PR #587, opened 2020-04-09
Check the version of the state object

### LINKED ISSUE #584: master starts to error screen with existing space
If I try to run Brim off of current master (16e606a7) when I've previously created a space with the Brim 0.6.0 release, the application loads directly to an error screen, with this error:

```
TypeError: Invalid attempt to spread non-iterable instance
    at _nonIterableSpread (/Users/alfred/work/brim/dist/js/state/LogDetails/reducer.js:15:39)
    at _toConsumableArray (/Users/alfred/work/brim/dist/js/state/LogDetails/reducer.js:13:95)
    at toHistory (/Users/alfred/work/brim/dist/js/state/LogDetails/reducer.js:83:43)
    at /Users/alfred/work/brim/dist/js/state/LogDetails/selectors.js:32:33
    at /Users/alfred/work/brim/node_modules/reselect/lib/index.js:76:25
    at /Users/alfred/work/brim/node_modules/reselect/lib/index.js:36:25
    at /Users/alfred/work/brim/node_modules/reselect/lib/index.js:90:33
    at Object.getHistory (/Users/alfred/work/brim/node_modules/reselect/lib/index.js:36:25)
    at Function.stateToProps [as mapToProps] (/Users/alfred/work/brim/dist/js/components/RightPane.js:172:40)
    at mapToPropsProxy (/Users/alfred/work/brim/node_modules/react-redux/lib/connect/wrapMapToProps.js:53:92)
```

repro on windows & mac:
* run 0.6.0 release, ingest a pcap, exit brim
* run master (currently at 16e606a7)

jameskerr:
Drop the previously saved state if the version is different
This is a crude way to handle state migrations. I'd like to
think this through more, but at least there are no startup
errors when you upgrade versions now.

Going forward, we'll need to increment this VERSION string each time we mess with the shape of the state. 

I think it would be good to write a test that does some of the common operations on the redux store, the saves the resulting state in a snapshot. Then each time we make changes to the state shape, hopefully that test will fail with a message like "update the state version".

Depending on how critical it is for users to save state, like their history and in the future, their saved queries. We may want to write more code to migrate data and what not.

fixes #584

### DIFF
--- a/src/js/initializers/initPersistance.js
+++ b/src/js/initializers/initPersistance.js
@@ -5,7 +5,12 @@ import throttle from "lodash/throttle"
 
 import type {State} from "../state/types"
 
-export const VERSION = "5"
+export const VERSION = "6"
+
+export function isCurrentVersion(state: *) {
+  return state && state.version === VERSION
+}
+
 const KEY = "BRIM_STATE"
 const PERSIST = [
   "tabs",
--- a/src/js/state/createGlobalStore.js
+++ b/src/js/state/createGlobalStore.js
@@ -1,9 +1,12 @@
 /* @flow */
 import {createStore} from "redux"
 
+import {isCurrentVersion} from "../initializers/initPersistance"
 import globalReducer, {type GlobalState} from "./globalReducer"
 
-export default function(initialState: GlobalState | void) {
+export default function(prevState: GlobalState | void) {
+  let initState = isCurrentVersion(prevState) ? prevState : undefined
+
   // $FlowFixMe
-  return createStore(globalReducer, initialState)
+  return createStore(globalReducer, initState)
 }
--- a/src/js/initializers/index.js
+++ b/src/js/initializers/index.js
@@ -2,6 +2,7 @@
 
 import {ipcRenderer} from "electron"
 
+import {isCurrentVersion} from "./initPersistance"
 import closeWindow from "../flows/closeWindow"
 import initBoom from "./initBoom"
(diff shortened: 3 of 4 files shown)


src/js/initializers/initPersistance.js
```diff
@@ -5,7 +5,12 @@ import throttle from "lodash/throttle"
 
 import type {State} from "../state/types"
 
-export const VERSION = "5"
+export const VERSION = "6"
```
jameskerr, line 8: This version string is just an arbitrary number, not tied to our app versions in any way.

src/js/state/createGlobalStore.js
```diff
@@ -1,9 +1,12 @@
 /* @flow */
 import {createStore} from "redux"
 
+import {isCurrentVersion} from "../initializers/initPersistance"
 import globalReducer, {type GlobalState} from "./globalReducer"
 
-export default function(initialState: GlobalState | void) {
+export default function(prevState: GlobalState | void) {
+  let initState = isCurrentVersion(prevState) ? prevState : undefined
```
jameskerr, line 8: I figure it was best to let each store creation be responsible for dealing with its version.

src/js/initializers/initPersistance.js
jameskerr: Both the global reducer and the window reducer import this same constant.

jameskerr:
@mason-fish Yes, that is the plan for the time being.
════════════════════
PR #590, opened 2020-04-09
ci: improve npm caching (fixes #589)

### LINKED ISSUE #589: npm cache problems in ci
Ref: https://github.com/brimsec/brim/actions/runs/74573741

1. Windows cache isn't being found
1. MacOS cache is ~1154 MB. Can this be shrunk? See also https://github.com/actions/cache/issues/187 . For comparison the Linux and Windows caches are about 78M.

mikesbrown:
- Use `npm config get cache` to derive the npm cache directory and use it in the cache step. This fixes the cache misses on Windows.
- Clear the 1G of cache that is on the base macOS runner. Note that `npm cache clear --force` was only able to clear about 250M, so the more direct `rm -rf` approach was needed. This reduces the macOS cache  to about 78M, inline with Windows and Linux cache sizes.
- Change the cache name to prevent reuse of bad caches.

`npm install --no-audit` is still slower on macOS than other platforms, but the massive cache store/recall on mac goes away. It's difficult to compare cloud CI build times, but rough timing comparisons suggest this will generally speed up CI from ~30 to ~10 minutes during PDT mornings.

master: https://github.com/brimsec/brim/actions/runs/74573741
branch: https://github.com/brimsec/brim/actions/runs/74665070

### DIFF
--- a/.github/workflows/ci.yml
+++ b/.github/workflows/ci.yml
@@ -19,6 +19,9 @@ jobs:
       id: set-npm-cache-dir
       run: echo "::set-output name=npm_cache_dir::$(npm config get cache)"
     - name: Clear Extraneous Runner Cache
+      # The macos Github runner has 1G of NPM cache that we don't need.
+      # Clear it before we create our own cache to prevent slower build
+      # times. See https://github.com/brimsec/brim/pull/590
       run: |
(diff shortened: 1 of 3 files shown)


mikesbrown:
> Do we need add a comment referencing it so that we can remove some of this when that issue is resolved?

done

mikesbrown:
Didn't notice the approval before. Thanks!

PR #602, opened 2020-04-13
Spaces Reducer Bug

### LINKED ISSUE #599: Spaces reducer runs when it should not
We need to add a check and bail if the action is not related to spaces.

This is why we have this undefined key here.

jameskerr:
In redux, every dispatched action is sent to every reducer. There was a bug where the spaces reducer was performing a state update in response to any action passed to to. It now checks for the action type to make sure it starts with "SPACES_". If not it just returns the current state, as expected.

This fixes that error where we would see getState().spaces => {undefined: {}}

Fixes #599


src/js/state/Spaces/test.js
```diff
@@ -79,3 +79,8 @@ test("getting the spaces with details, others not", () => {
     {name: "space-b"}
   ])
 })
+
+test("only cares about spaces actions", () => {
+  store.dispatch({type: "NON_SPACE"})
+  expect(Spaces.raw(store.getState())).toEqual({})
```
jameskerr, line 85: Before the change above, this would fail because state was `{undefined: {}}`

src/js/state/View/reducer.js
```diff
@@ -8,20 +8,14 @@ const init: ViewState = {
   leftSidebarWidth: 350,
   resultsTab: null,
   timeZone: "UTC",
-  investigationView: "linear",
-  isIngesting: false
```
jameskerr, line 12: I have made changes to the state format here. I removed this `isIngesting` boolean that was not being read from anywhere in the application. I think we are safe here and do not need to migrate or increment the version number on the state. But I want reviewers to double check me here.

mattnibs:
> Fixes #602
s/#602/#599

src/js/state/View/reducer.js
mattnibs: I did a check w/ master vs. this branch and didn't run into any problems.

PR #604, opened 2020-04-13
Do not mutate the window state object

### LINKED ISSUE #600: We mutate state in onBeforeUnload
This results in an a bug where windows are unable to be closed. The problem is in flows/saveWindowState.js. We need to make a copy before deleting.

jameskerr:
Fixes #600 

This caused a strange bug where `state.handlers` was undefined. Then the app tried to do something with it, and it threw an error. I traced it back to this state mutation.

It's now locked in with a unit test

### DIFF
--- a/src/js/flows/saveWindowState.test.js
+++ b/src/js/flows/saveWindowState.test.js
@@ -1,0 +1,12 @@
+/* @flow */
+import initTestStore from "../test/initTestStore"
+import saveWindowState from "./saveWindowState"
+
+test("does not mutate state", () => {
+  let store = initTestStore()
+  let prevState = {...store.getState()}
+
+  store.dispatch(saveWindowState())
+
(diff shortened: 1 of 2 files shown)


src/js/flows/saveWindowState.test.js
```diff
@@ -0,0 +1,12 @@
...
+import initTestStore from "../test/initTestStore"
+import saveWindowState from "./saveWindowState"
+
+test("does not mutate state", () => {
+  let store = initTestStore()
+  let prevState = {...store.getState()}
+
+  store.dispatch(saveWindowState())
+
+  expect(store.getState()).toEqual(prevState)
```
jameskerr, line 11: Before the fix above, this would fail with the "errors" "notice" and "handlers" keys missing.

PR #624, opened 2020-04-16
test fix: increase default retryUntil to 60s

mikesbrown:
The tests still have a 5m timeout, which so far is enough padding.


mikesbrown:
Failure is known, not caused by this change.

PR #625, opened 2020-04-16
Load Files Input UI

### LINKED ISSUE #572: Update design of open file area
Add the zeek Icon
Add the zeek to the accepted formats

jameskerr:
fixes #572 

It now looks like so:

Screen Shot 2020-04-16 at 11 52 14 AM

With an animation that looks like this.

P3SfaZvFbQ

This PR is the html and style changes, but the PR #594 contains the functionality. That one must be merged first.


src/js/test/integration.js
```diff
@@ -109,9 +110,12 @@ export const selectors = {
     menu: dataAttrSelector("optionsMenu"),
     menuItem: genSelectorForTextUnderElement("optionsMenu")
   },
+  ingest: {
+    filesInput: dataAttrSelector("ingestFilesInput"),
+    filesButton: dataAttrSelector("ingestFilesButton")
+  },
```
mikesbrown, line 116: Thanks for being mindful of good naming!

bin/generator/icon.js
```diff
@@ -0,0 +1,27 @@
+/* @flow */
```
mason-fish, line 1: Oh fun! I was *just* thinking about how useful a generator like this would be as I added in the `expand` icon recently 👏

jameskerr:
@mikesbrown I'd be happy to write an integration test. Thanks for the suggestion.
════════════════════
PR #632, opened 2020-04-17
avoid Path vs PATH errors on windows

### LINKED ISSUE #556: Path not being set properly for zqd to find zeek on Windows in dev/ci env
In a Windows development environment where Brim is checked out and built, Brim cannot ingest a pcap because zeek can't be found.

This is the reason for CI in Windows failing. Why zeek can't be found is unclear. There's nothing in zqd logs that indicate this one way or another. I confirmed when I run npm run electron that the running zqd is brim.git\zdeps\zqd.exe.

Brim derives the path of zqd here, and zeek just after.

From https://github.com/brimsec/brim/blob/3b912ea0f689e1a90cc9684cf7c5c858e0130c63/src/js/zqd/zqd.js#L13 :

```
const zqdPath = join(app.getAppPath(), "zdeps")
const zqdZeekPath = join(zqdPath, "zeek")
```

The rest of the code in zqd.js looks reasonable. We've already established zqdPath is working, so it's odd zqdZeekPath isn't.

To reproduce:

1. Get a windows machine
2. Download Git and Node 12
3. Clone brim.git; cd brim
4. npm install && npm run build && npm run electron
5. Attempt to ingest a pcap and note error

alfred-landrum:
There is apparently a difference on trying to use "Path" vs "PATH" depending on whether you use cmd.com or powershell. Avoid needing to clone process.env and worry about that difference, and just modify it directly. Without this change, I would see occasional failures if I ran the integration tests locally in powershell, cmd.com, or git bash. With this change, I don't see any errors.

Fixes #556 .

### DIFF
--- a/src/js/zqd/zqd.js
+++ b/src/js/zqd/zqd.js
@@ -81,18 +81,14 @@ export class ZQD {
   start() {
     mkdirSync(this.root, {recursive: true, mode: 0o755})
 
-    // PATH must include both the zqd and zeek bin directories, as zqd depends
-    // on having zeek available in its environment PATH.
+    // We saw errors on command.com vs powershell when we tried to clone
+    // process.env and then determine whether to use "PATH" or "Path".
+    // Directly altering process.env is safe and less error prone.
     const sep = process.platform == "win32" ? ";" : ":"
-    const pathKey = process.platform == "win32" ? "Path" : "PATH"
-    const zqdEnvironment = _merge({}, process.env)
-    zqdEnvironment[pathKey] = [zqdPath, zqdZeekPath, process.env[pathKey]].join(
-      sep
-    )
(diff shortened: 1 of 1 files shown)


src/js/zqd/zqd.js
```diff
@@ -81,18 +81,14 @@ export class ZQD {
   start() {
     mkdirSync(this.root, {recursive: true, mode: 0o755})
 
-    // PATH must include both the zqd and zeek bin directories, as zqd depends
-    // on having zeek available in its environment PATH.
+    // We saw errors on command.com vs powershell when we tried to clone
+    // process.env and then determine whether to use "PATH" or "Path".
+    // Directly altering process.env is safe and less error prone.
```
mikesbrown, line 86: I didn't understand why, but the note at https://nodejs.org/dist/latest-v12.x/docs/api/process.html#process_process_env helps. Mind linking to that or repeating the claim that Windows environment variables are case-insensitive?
════════════════════
PROBLEM DESCRIPTION -
Would you output, from the records above, exactly the run of lines that starts at the line containing "Depending on how" and ends at the line containing "import closeWindow from", and only that run?

TASK RESULT -
Depending on how critical it is for users to save state, like their history and in the future, their saved queries. We may want to write more code to migrate data and what not.

fixes #584

### DIFF
--- a/src/js/initializers/initPersistance.js
+++ b/src/js/initializers/initPersistance.js
@@ -5,7 +5,12 @@ import throttle from "lodash/throttle"
 
 import type {State} from "../state/types"
 
-export const VERSION = "5"
+export const VERSION = "6"
+
+export function isCurrentVersion(state: *) {
+  return state && state.version === VERSION
+}
+
 const KEY = "BRIM_STATE"
 const PERSIST = [
   "tabs",
--- a/src/js/state/createGlobalStore.js
+++ b/src/js/state/createGlobalStore.js
@@ -1,9 +1,12 @@
 /* @flow */
 import {createStore} from "redux"
 
+import {isCurrentVersion} from "../initializers/initPersistance"
 import globalReducer, {type GlobalState} from "./globalReducer"
 
-export default function(initialState: GlobalState | void) {
+export default function(prevState: GlobalState | void) {
+  let initState = isCurrentVersion(prevState) ? prevState : undefined
+
   // $FlowFixMe
-  return createStore(globalReducer, initialState)
+  return createStore(globalReducer, initState)
 }
--- a/src/js/initializers/index.js
+++ b/src/js/initializers/index.js
@@ -2,6 +2,7 @@
 
 import {ipcRenderer} from "electron"
 
+import {isCurrentVersion} from "./initPersistance"
 import closeWindow from "../flows/closeWindow"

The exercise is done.